#### Your assignment
Reply with one number: the count of lines in the records below that hold "merge".

**** Provided data ****

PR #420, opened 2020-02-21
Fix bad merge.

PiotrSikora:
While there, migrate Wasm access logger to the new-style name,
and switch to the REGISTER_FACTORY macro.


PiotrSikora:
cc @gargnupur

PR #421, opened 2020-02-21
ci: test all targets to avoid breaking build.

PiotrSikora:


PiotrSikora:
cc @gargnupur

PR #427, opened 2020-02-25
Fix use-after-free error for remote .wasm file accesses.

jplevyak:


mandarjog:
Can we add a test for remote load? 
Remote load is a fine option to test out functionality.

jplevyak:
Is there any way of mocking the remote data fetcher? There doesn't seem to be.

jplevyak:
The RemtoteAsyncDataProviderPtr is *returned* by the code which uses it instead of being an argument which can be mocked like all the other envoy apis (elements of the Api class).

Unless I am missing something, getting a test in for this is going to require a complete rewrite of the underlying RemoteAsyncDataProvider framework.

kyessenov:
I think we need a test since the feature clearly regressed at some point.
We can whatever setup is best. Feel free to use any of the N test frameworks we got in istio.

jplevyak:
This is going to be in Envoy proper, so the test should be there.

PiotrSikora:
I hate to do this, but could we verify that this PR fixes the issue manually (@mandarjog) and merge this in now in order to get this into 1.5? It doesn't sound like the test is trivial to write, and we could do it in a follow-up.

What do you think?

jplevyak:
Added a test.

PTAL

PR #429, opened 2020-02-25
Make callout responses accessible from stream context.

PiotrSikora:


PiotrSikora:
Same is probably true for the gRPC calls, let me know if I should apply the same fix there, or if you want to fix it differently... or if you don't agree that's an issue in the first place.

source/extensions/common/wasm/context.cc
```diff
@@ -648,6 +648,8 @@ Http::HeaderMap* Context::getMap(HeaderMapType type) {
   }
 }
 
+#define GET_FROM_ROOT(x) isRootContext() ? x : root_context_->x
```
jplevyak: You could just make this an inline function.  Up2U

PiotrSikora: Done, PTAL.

****

#### Result
2